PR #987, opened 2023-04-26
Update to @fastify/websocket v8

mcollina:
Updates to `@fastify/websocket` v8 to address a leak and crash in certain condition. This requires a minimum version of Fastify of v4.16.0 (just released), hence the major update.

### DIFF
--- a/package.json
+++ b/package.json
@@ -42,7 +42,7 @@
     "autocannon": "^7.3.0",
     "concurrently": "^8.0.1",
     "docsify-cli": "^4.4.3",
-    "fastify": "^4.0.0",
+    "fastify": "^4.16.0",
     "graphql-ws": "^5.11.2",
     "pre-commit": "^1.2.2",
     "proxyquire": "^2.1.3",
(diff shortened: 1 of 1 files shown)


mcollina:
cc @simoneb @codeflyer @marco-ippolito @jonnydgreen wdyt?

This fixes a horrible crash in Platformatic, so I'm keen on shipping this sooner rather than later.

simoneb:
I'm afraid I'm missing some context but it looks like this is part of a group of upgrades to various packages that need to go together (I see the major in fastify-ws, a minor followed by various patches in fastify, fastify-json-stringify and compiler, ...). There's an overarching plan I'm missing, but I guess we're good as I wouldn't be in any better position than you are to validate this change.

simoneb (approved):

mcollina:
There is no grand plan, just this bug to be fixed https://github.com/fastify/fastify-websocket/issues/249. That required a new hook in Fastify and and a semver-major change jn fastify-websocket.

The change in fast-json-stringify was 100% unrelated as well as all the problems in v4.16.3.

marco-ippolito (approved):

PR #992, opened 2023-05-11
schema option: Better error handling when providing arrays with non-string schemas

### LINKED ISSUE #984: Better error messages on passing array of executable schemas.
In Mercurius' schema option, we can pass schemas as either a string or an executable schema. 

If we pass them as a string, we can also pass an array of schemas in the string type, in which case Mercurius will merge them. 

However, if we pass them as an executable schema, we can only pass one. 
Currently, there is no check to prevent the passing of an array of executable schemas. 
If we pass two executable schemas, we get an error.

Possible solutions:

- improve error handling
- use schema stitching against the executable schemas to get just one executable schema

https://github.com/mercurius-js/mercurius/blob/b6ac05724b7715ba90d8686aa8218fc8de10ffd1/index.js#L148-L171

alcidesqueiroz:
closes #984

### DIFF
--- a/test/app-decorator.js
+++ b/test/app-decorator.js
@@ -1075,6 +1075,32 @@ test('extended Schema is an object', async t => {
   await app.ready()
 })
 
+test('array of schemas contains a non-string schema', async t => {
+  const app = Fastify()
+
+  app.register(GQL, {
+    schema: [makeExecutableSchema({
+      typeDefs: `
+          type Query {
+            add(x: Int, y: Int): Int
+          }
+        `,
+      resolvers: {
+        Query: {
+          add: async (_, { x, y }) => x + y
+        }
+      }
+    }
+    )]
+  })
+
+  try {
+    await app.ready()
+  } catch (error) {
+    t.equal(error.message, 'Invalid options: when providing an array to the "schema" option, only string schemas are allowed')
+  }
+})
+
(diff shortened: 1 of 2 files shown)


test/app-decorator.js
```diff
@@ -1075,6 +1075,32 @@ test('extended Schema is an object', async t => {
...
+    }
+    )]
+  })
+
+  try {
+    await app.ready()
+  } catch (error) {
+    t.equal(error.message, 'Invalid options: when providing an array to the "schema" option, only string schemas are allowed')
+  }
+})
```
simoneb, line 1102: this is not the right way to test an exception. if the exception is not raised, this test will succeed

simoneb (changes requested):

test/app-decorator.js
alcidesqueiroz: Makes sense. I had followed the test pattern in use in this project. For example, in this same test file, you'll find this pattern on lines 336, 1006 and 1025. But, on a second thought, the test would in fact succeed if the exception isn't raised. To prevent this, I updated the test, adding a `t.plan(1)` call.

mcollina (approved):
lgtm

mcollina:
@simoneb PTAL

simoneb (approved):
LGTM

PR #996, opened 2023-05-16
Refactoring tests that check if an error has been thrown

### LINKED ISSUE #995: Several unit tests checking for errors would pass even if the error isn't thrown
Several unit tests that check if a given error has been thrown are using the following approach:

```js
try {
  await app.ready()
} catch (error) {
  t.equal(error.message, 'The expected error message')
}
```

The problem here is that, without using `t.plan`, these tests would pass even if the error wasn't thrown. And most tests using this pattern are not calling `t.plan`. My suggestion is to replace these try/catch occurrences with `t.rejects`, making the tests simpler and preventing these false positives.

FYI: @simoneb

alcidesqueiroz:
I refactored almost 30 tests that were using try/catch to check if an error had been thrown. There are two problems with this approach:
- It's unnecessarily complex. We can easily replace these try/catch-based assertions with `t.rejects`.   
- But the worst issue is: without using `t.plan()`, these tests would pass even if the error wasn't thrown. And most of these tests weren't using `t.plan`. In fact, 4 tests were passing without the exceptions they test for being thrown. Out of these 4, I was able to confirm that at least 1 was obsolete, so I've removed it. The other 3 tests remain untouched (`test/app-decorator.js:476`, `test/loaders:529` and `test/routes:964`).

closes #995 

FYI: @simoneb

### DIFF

----

→ **What you have to do**: Each line from the one holding "Refactoring tests that" to the end of the data above goes into the answer exactly as written, and no other line does.

→ **Response area**:
Refactoring tests that check if an error has been thrown

### LINKED ISSUE #995: Several unit tests checking for errors would pass even if the error isn't thrown
Several unit tests that check if a given error has been thrown are using the following approach:

```js
try {
  await app.ready()
} catch (error) {
  t.equal(error.message, 'The expected error message')
}
```

The problem here is that, without using `t.plan`, these tests would pass even if the error wasn't thrown. And most tests using this pattern are not calling `t.plan`. My suggestion is to replace these try/catch occurrences with `t.rejects`, making the tests simpler and preventing these false positives.

FYI: @simoneb

alcidesqueiroz:
I refactored almost 30 tests that were using try/catch to check if an error had been thrown. There are two problems with this approach:
- It's unnecessarily complex. We can easily replace these try/catch-based assertions with `t.rejects`.   
- But the worst issue is: without using `t.plan()`, these tests would pass even if the error wasn't thrown. And most of these tests weren't using `t.plan`. In fact, 4 tests were passing without the exceptions they test for being thrown. Out of these 4, I was able to confirm that at least 1 was obsolete, so I've removed it. The other 3 tests remain untouched (`test/app-decorator.js:476`, `test/loaders:529` and `test/routes:964`).

closes #995 

FYI: @simoneb

### DIFF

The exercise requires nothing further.